Top of Exercise data

Issue #1434, opened 2017-02-27
Use minus (-) character in alias name


Tragen:
Please allow the minus character in alias names as requested here:
https://forum.opnsense.org/index.php?topic=4626.msg17839#msg17839

fichtner:
I'm late to the party, sorry.

Aliases are macros in pf.conf, the parsing of macro expansion can only match alphanumeric characters and the underscore character. During macro expansion the minus character is used as a breaking delimiter, e.g. for port ranges.

The relevant code line is this: https://github.com/opnsense/src/blob/master/sbin/pfctl/parse.y#L5702

scalfitura:
@fichtner so if I understood correctly this request is technical, not possible, at least not in the never future, right?

fichtner:
Yes and no. There's no easy fix here, but we could use a double underscore to encode the minus in the rules, but it takes a bit of work and care that "__" is not used in an alias already, maybe even deny using this combination.

scalfitura:
@fichtner, Ok, thanks for the explanation. I think it will be really handy if this will be included future (major) releases, the minus is really often used in (server) hostnames, maybe this becomes handy for a lot of people. but again, only if possible of course.

Thanks anyway!

fichtner:
I'll see what we can do, thank you for the feedback :)

reaby:
In case you use UTF-8 systemwide, it's maybe possible to do something like mb_str_replace("-", "‑", $string); which would change the normal "minus-sign" to"non-breaking hyphen". They look graphically same, but are different glyphs in UTF-8 charset.

fichtner:
but that still won't allow use in pf.conf ASCII syntax :(

the best solution is stuffing, e.g. replacing "_" (one) by "__" (two) internally and using "-" as "_". that still requires audit of validation and code paths, also readings and mapping it back.

AdSchellevis:
timeout

Tragen:
Why was this closed?
It's still not fixed.

fabianfrz:
@Tragen because nobody worked on it.

PR #4439, opened 2020-11-03
Allow hyphen '-' in aliases

tafros:
Allow the hyphen '-' in aliases. This has been tested in aliases and nested aliases in firewall rules. This is adding the hyphen and not using HostnameField validation for backwards compatibility with existing aliases.

This feature was requested in forum post below:
https://forum.opnsense.org/index.php?topic=6468.msg27746#msg27746


AdSchellevis:
this doesn't work, see man https://github.com/opnsense/core/issues/1434, https://github.com/opnsense/src/blob/41ba6e29a8d3f862f95f9ab0a1482ef58c4a7cdb/sbin/pfctl/parse.y#L5748

PR #4440, opened 2020-11-03
Feature: Widget with DHCP-leases

Kipjr:
Hi, 

I missed a widget showing me the DHCP-leases on my network, so I made my own. It requires some finetuning but it seems to be working. 

Tested it  on 

OPNsense 20.7.2-amd64
FreeBSD 12.1-RELEASE-p8-HBSD
OpenSSL 1.1.1g 21 Apr 2020

image

### DIFF
--- a/src/www/widgets/include/dhcp_list.inc
+++ b/src/www/widgets/include/dhcp_list.inc
@@ -1,0 +1,4 @@
+<?php
+
+$dhcp_lease_title = gettext('DHCP Leases');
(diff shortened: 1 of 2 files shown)


AdSchellevis:
the parsing code in `status_dhcp_leases.php` should probably be refactored and migrated to mvc first so both components can use the same logic. We don't want to duplicate  a lot of code into a widget.

fichtner:
I agree with @AdSchellevis on this and some of the leases code was already refactored/improved so please feel free to raise a new PR.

Bottom of Exercise data

**Aim of the task**
Please transcribe the data shown above in full, exactly as it stands.

**Output for this task**
Issue #1434, opened 2017-02-27
Use minus (-) character in alias name


Tragen:
Please allow the minus character in alias names as requested here:
https://forum.opnsense.org/index.php?topic=4626.msg17839#msg17839

fichtner:
I'm late to the party, sorry.

Aliases are macros in pf.conf, the parsing of macro expansion can only match alphanumeric characters and the underscore character. During macro expansion the minus character is used as a breaking delimiter, e.g. for port ranges.

The relevant code line is this: https://github.com/opnsense/src/blob/master/sbin/pfctl/parse.y#L5702

scalfitura:
@fichtner so if I understood correctly this request is technical, not possible, at least not in the never future, right?

fichtner:
Yes and no. There's no easy fix here, but we could use a double underscore to encode the minus in the rules, but it takes a bit of work and care that "__" is not used in an alias already, maybe even deny using this combination.

scalfitura:
@fichtner, Ok, thanks for the explanation. I think it will be really handy if this will be included future (major) releases, the minus is really often used in (server) hostnames, maybe this becomes handy for a lot of people. but again, only if possible of course.

Thanks anyway!

fichtner:
I'll see what we can do, thank you for the feedback :)

reaby:
In case you use UTF-8 systemwide, it's maybe possible to do something like mb_str_replace("-", "‑", $string); which would change the normal "minus-sign" to"non-breaking hyphen". They look graphically same, but are different glyphs in UTF-8 charset.

fichtner:
but that still won't allow use in pf.conf ASCII syntax :(

the best solution is stuffing, e.g. replacing "_" (one) by "__" (two) internally and using "-" as "_". that still requires audit of validation and code paths, also readings and mapping it back.

AdSchellevis:
timeout

Tragen:
Why was this closed?
It's still not fixed.

fabianfrz:
@Tragen because nobody worked on it.

PR #4439, opened 2020-11-03
Allow hyphen '-' in aliases

tafros:
Allow the hyphen '-' in aliases. This has been tested in aliases and nested aliases in firewall rules. This is adding the hyphen and not using HostnameField validation for backwards compatibility with existing aliases.

This feature was requested in forum post below:
https://forum.opnsense.org/index.php?topic=6468.msg27746#msg27746


AdSchellevis:
this doesn't work, see man https://github.com/opnsense/core/issues/1434, https://github.com/opnsense/src/blob/41ba6e29a8d3f862f95f9ab0a1482ef58c4a7cdb/sbin/pfctl/parse.y#L5748

PR #4440, opened 2020-11-03
Feature: Widget with DHCP-leases

Kipjr:
Hi, 

I missed a widget showing me the DHCP-leases on my network, so I made my own. It requires some finetuning but it seems to be working. 

Tested it  on 

OPNsense 20.7.2-amd64
FreeBSD 12.1-RELEASE-p8-HBSD
OpenSSL 1.1.1g 21 Apr 2020

image

### DIFF
--- a/src/www/widgets/include/dhcp_list.inc
+++ b/src/www/widgets/include/dhcp_list.inc
@@ -1,0 +1,4 @@
+<?php
+
+$dhcp_lease_title = gettext('DHCP Leases');
(diff shortened: 1 of 2 files shown)


AdSchellevis:
the parsing code in `status_dhcp_leases.php` should probably be refactored and migrated to mvc first so both components can use the same logic. We don't want to duplicate  a lot of code into a widget.

fichtner:
I agree with @AdSchellevis on this and some of the leases code was already refactored/improved so please feel free to raise a new PR.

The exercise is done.